# Task brief
Would you copy out, exactly as written, each line from the one containing "Does it make" to the end of the records below?

# Stored data entries
PR #1726, opened 2022-03-14
Allow Liquidity Order Owners to Place Partially Fillable Orders

nlordell:
This PR moves the `--liquidity-order-owners` (a.k.a. PMMs) flag into the shared arguments and allows partially fillable orders to be placed when the owner is one of those specified addresses.

### Test Plan

Added unit test case to check that partially fillable orders from liquidity order owners.

### DIFF
--- a/crates/orderbook/src/api/order_validation.rs
+++ b/crates/orderbook/src/api/order_validation.rs
@@ -681,7 +681,7 @@ mod tests {
 
     #[tokio::test]
     async fn pre_validate_ok() {
-        let liquidity_order_owner = H160::from_low_u64_be(1);
+        let liquidity_order_owner = H160::from_low_u64_be(0x42);
         let min_order_validity_period = Duration::from_secs(1);
         let validator = OrderValidator::new(
             Box::new(MockCodeFetching::new()),
--- a/crates/orderbook/src/api/order_validation.rs
+++ b/crates/orderbook/src/api/order_validation.rs
@@ -15,7 +15,7 @@ use model::{
 use shared::{
     bad_token::BadTokenDetecting, price_estimation::PriceEstimationError, web3_traits::CodeFetching,
 };
-use std::{sync::Arc, time::Duration};
+use std::{collections::HashSet, sync::Arc, time::Duration};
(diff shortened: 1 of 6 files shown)


crates/orderbook/src/api/order_validation.rs
```diff
@@ -679,24 +681,33 @@ mod tests {
...
+            min_order_validity_period,
             Arc::new(MockMinFeeCalculating::new()),
             Arc::new(MockBadTokenDetecting::new()),
             Arc::new(MockBalanceFetching::new()),
         );
+        let order = || PreOrderData {
+            valid_to: shared::time::now_in_epoch_seconds()
+                + min_order_validity_period.as_secs() as u32
+                + 2,
+            sell_token: H160::from_low_u64_be(1),
```
MartinquaXD, line 700: nit: Little surprising that the `sell_token` uses the same address as `liquidity_order_owner`.

crates/shared/src/arguments.rs
```diff
@@ -130,6 +130,15 @@ pub struct Arguments {
     /// The 1Inch REST API URL to use.
     #[structopt(long, env, default_value = "https://api.1inch.exchange/")]
     pub one_inch_url: Url,
+
+    /// The configured addresses whose orders should be considered liquidity and
+    /// not regular user orders.
+    ///
+    /// These orders have special semantics such as not being considered in the
+    /// settlements objective funtion, not receiving any surplus, and being
+    /// allowed to place special kinds of orders.
```
MartinquaXD, line 139: > special kinds of orders.

Does it make sense to explicitly name partially fillable orders here?

MartinquaXD (approved):

vkgnosis (approved):

crates/orderbook/src/api/order_validation.rs
nlordell: Good point, it doesn't matter that they are the same, but it makes the intent of the test less clear. Will change.

nlordell: Fixed.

# Task solution
Does it make sense to explicitly name partially fillable orders here?

MartinquaXD (approved):

vkgnosis (approved):

crates/orderbook/src/api/order_validation.rs
nlordell: Good point, it doesn't matter that they are the same, but it makes the intent of the test less clear. Will change.

nlordell: Fixed.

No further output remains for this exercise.